I am finally getting around to wading through the mother lode of academic research noted in an earlier post way back at the beginning of March. The special POQ issue has two articles, one looking at Web versus face-to-face and the other comparing CATI, Web and IVR. The results are not particularly surprising, but it's nice to see one's suspicions confirmed with well-designed and executed research.
Dirk Heerwegh and Geert Loosveldt report on results from a survey in Belgium designed to assess attitudes toward immigrants and asylum seekers. They put considerable effort into designing both the Web and face-to-face survey based in Dillman's unimode construction principles. In other words, they worked hard at making the two surveys as comparable as possible rather than optimizing each to its own mode. Their results are pretty convincing. The Web survey produced a higher rate of "don't know" responses, more missing data, and less differentiation in scales.

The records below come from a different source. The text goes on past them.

PR #320, opened 2026-09-06
Fix help text column showing raw JSON for structured settings

nicomiguelino:
## Summary

`screenly edge-app setting list` printed the raw JSON of `help_text` for settings that use the structured help text format, instead of the human readable text. This extracts `properties.help_text` from the structured format before rendering the table.

## Before

```
+------------------------+------------------------+-------+---------------+----------+--------+----------------------------------------------------------------------------------------------------------------------------------------------------------------------------------------------------------------------------------------------------------------------------------------------------------+
| Name                   | Title                  | Value | Default value | Optional | Type   | Help text                                                                                                                                                                                                                                                                                                      |
+------------------------+------------------------+-------+---------------+----------+--------+----------------------------------------------------------------------------------------------------------------------------------------------------------------------------------------------------------------------------------------------------------------------------------------------------------------+
| enable_analytics       | Enable Analytics       |       | true          | Yes      | string | {"properties":{"display_order":0,"help_text":"Enable or disable Sentry and Google Analytics integrations."},"schema_version":1}                                                                                                                                                                                |
+------------------------+------------------------+-------+---------------+----------+--------+----------------------------------------------------------------------------------------------------------------------------------------------------------------------------------------------------------------------------------------------------------------------------------------------------------------+
| style                  | Style                  |       | traditional   | Yes      | string | {"properties":{"display_order":4,"help_text":"Select the visual style for the clock.","options":[{"label":"Traditional","value":"traditional"},{"label":"Modern","value":"modern"},{"label":"Minimal","value":"minimal"}],"type":"select"},"schema_version":1}                                                 |
+------------------------+------------------------+-------+---------------+----------+--------+----------------------------------------------------------------------------------------------------------------------------------------------------------------------------------------------------------------------------------------------------------------------------------------------------------------+
```

## After

```
+------------------------+------------------------+-------+---------------+----------+--------+---------------------------------------------------------------------+
| Name                   | Title                  | Value | Default value | Optional | Type   | Help text                                                            |
+------------------------+------------------------+-------+---------------+----------+--------+---------------------------------------------------------------------+
| enable_analytics       | Enable Analytics       |       | true          | Yes      | string | Enable or disable Sentry and Google Analytics integrations.          |
+------------------------+------------------------+-------+---------------+----------+--------+---------------------------------------------------------------------+
| style                  | Style                  |       | traditional   | Yes      | string | Select the visual style for the clock.                               |
+------------------------+------------------------+-------+---------------+----------+--------+---------------------------------------------------------------------+
```

Plain string `help_text` values (e.g. `override_locale`, `override_timezone`) are unaffected.

## Edge case

A structured `help_text` with no `properties.help_text` key now renders an empty cell instead of falling back to the raw JSON.


src/api/edge_app/setting.rs
```diff
@@ -270,6 +270,18 @@ fn is_structured_help_text(help_text: &str) -> bool {
...
 }
 
+pub(crate) fn extract_display_help_text(help_text: &str) -> String {
+    match serde_json::from_str::<Value>(help_text) {
+        Ok(Value::Object(object)) => object
+            .get("properties")
+            .and_then(|properties| properties.get("help_text"))
+            .and_then(|value| value.as_str())
+            .map(|value| value.to_string())
+            .unwrap_or_else(|| help_text.to_string()),
```
sergey-borovkov: This fallback means a structured help_text with **no** `properties.help_text` still prints the raw JSON blob — the exact output this PR set out to remove.

Nothing requires that key. A setting declared as:

```yaml
help_text:
  schema_version: 1
  properties:
    type: number
```

passes `deserialize_help_text` and `has_malformed_properties`, gets a `display_order` injected by `help_text_with_display_order`, and then lands here — rendering `{"properties":{"display_order":0,"type":"number"},"schema_version":1}` in the Help text column.

That isn't hypothetical: `properties.type`, `properties.options`, and `properties.validation` are all documented as independent keys, so a `select` with options and no description is an ordinary manifest. Suggest rendering an empty cell when the value parses as an object but carries no `properties.help_text` string, and reserving the verbatim fallback for the non-object case that already falls to the `_` arm below.

src/commands/mod.rs
```diff
@@ -429,6 +429,12 @@ impl Formatter for EdgeAppSettings {
                         }
                         return Cell::new("");
                     }
+                    if field_name.eq("help_text") {
+                        let help_text = field_value.as_str().unwrap_or_default();
```
sergey-borovkov: Minor / defensive, and explicitly **not** introduced by this PR — the unchanged fallback four lines down does the same `as_str().unwrap_or_default()`.

Extraction is keyed on `field_value.as_str()`, so it only handles help_text arriving as a *stringified* JSON blob. `EdgeAppSettings` holds the raw response `Value` and never passes through `deserialize_help_text`, whose `Structured(Value)` arm shows the object form is a shape this codebase does contemplate. If the settings endpoint ever returned `"help_text": {…}`, `as_str()` would be `None` and the column would silently render empty.

The PR's own Before/After output shows the string form, so this looks inert today. Cheap hardening if you ever touch it again: have the helper take `&serde_json::Value` and match `Value::Object` directly instead of `&str`.

sergey-borovkov (dismissed):
Approving — the fix is correct for the case it targets and I found no regression.

What I checked: `extract_display_help_text` only rewrites the cell when the value parses to a JSON object **and** `properties.help_text` is a string; every other input returns verbatim, so plain help texts and the `HELP_TEXT_NAME_OVERRIDES` settings are untouched. JSON output goes through the raw-value branch of `format_value` and is unaffected, and `EdgeAppSettings::supports_csv()` is `false` so the CSV branch is unreachable. Built the branch, ran the full suite (235 passed, including the new test) and `cargo clippy --all-targets` — clean.

Two non-blocking notes inline. The first is a real gap in this fix rather than a style point, and it's a couple of lines in the function this PR just added, so it may be worth folding in here rather than as a follow-up.

sergey-borovkov (dismissed):

salmanfarisvp (approved):
As per slack discussion.

PR #326, opened 2026-09-22
Add whoami command using GET /v3/me

salmanfarisvp:
## Summary
- Adds a top-level `screenly whoami` command that calls `GET /v3/me` in a single request
- Displays user email, name, IDs, and workspace details in table, JSON, and CSV output formats
- Updates CLI help docs and adds unit tests with non-personal fixtures

## Local build test 

- Values are redacted 

```
> screenly whoami   

+---------------+-----------------------------+
| Field         | Value                       |
+---------------+-----------------------------+
| Email         | name@screenly.io            |
+---------------+-----------------------------+
| Name          | Salman Faris                |
+---------------+-----------------------------+
| User ID       | xxxxxxxxxxxxxxxxxxxxxxxxxxx |
+---------------+-----------------------------+
| Workspace     | CSS                         |
+---------------+-----------------------------+
| Workspace ID  | xxxxxxxxxxxxxxxxxxxxxxxxxxx |
+---------------+-----------------------------+
| Workspace URL |https://salman.screenlyapp.com|
+---------------+-----------------------------+
```


src/commands/whoami.rs
```diff
@@ -0,0 +1,186 @@
...
+    fn full_name(&self) -> String {
+        let first = self.field("user", "first_name");
+        let last = self.field("user", "last_name");
+        match (first.as_str(), last.as_str()) {
+            ("N/A", "N/A") => "N/A".to_string(),
+            ("N/A", last) => last.to_string(),
+            (first, "N/A") => first.to_string(),
+            (first, last) => format!("{first} {last}"),
+        }
+    }
```
sergey-borovkov: `"N/A"` is doing double duty here, as both the display text and the "missing" signal, which leads to a few edge cases:

- Empty strings aren't treated as missing. With `first_name: "", last_name: ""` the Name shows as `" "`, and `""` / `"Lovelace"` gives `" Lovelace"`.
- CSV output gets a literal `N/A` for missing fields, so scripts can't tell it apart from a real value. `format_value` writes an empty cell for null instead.
- A value that's literally `"N/A"` is treated as missing (unlikely, but it follows from the design).

Returning `Option<&str>` and only picking the fallback at output time (`unwrap_or("N/A")` for the table, `unwrap_or("")` for CSV) fixes all three and removes the match:

```rust
fn field(&self, object: &str, key: &str) -> Option<&str> {
    self.value[object][key].as_str().filter(|s| !s.is_empty())
}

fn full_name(&self) -> Option<String> {
    let parts: Vec<&str> = [self.field("user", "first_name"), self.field("user", "last_name")]
        .into_iter()
        .flatten()
        .collect();
    (!parts.is_empty()).then(|| parts.join(" "))
}
```

It would also be worth adding a test with missing/empty names and no `workspace.url`. The current fixture is fully populated, so none of these paths run.

sergey-borovkov (commented):
A few small things inline, nothing blocking.

src/commands/whoami.rs
```diff
@@ -0,0 +1,186 @@
...
+                wtr.write_record([
+                    "email",
+                    "name",
+                    "user_id",
+                    "workspace",
+                    "workspace_id",
+                    "workspace_url",
+                ])
+                .unwrap();
+                wtr.write_record([
```
sergey-borovkov: Nit: this is the same six fields as the table branch above, listed a second time. Adding or reordering a field means keeping both lists in sync. A single `rows()` returning `(label, csv_header, value)` tuples that both branches iterate over would avoid that.

src/commands/whoami.rs
```diff
@@ -0,0 +1,186 @@
...
+                "first_name": "Ada",
+                "last_name": "Lovelace",
+                "email": "ada@example.com"
+            }
+        })
+    }
+
+    #[test]
+    fn test_whoami_get_returns_profile() {
+        let _tmp_dir = tempdir().unwrap();
```
sergey-borovkov: Nit: `_tmp_dir` isn't used, since nothing overrides HOME or writes to it. This line and the `tempfile` import can go.

src/commands/whoami.rs
salmanfarisvp: Good catch, "`N/A`" shouldn’t double as the missing marker. I’ll switch field/full_name to Option, use "`N/A`" only for the table and `" "` for CSV, and add a test for empty/missing names and no workspace.url.

src/commands/whoami.rs
salmanfarisvp: Agreed, I’ll add a shared `rows()` returning `(label, csv_header, value)` so table and CSV stay in sync.

src/commands/whoami.rs
salmanfarisvp: That `tempdir` isn’t used. I’ll remove it and the `tempfile` import.

sergey-borovkov (approved):
All three comments addressed, plus the stdout fix in `commands::get`. Checked out the branch: 222 tests pass, clippy and `cargo fmt --check` are clean, and with a bad token stdout is now empty so `-o json` stays parseable.

PR #150, opened 2017-07-21
Migrated to use nodejs-cloudant

ricellis:

## What

Changed to use nodejs-cloudant for database requests.

## How

* Moved `nodejs-cloudant` package from `devDependencies` to `dependencies` and updated to latest version.
* Refactored `request.js` to return a nodejs-cloudant `db` scope for making requests.
* Updated uses of `request.js` to use the nodejs-cloudant `db` scope methods.
* Removed URL from internal classes and passed nodejs-cloudant `db` instance instead.
* Nodejs-cloudant performs some request checking and calls back with an error object, so removed `request.js` checkResponse* methods.
* Added `error` `convertResponseError` and `convertResponseErrorToFatal` methods for turning nodejs-cloudant errors into backup errors.
* Added error message augmentation to glean more detail than Nano provides.
* Deleted unnecessary `command` parameter from `_bulk_get` payload.
* Refactored `_bulk_get` check to use `HEAD` instead of `GET`.
* Added extra detail for socket messages.

## Testing

* Refactored tests as necessary to use nodejs-cloudant instead of request.
* Added 2 new error test cases.
* Existing tests continue to pass using new dependency.

## Issues

None.


includes/error.js
```diff
@@ -63,10 +64,63 @@ class HTTPFatalError extends HTTPError {
...
+      return augmentMessage(err);
+    }
+  });
+}
+
+function augmentMessage(err) {
+  // For errors that don't have a status code, we are likely looking at a cxn
+  // error.
+  // Try to augment the message with more detail
+  // TODO add this extra message detail to nano?
```
smithsz: Can you raise an issue in cloudant-nano?

includes/backup.js
```diff
@@ -215,49 +222,43 @@ function processBatchSet(dbUrl, parallelism, log, batches, ee, start, grandtotal
...
-            total += output.length;
-            var t = (new Date().getTime() - start) / 1000;
-            ee.emit('received', {
-              batch: thisBatch,
-              data: output,
-              length: output.length,
-              time: t,
-              total: total
-            }, q, logCompletedBatch);
+    // TODO should use built-in _bulk_get, but revs not accepted as part of body
```
ricellis: I don't think we should add complexity to the client to workaround a service problem, better to make the Couch API consistent. If that doesn't happen then we could consider trying to update the nano method to accept both a qs and a body.

includes/error.js
ricellis: Done https://github.com/apache/couchdb-nano/issues/58

includes/request.js
```diff
@@ -59,12 +29,14 @@ module.exports = {
...
-  checkResponseAndCallbackError: checkResponseAndCallbackError,
-  checkResponseAndCallbackFatalError: checkResponseAndCallbackFatalError
+    // Split the URL for use with nodejs-cloudant
+    var actUrl = url.substr(0, url.lastIndexOf('/'));
+    var dbName = url.substr(url.lastIndexOf('/') + 1);
+    return cloudant({url: actUrl,
+      requestDefaults: {
+        agent: keepAliveAgent,
+        headers: {'User-Agent': userAgent},
+        // TODO this breaks nodejs-cloudant! json: true,
```
ricellis: Not yet. I'll try to understand a bit more about why it goes wrong.

ricellis: So I think it is basically too much `JSON.stringify` is going on. If `json: true` is set then request will stringify JSON objects set as the body, which Nano also does. There is a `dontStringify` option in Nano, but it appears to be an internal thing.
I don't think this is necessarily a bug other than perhaps the fact that it is undocumented that you shouldn't combine these options, although I suppose Nano could check the request options and avoid the double stringification. I'm not sure what the impact on responses might be in that case.

I've removed this TODO in 7490074bd21f4526ae127b4876764d6f54a1257c since I don't think we need it if using nodejs-cloudant.

While debugging I noticed some duplicate `include_docs: true` options too, which I removed in f94afe689110d94567f8b0e955121b1c7b7f047f.

includes/backup.js
```diff
@@ -80,20 +78,28 @@ module.exports = function(dbUrl, blocksize, parallelism, log, resume) {
...
           return new error.BackupError('BulkGetError', 'Database does not support /_bulk_get endpoint');
         case 405:
           // => supports /_bulk_get endpoint
           return;
         default:
-          return new error.HTTPFatalError(res);
+          return new error.HTTPFatalError(err);
       }
     });
+    if (err) {
```
ricellis: Nope, removed in ed040130d562c4e002450af0ce6d4a2ae62e8de5

includes/backup.js
```diff
@@ -215,49 +218,43 @@ function processBatchSet(dbUrl, parallelism, log, batches, ee, start, grandtotal
...
-            total += output.length;
-            var t = (new Date().getTime() - start) / 1000;
-            ee.emit('received', {
-              batch: thisBatch,
-              data: output,
-              length: output.length,
-              time: t,
-              total: total
-            }, q, logCompletedBatch);
+    // TODO should use built-in _bulk_get, but revs not accepted as part of body
```
emlaver: Remove TODO - should this be replaced with `Note:` or similar?

includes/backup.js
```diff
@@ -80,20 +78,28 @@ module.exports = function(dbUrl, blocksize, parallelism, log, resume) {
  * @param {string} dbUrl - URL of database
```
ricellis: Fixed in 6efd6e7d722d650e2ac29e6fcbc592ccc9d71ff3

includes/backup.js
```diff
@@ -102,7 +108,7 @@ function validateBulkGetSupport(dbUrl, callback) {
  * to avoid enqueueing too many in one go.
  *
  * @param {string} log - log file name to maintain download state
- * @param {string} dbUrl - Source database URL
+ * @param {string} db - nodejs-cloudant db
  * @param {events.EventEmitter} ee - event emitter to emit received events on
  * @param {time} start - start time for backup process
```
ricellis: Unrelated to my changes, but yes it should. Fixed in 8cfff502b26d965df9c338652ba4648b460dc85c

includes/backup.js
ricellis: Fixed in 8aadbf9107f606778924824ac423fbb27013dd2e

Frauke Kreuter, Stanley Presser, and Roger Tourangeau looked at social desirability bias across three methods–one with an interviewer (CATI), one without an interviewer (Web), and one with sort of an interviewer (IVR). They drew a sample of University of Maryland alumni and asked a variety of questions about academic performance and post graduation giving. They were able to verify the respondent's answers against university records. In essence, they were able to tell who was telling the truth and who was not. As with Heerwegh and Loosveldt, the results are pretty much what we would expect. Web reporting was the most accurate and CATI the least with IVR generally somewhere in the middle.
So there you have it. We used to like to say that "the Internet changes everything." Well, it does not appear to have changed some basic principles of survey research.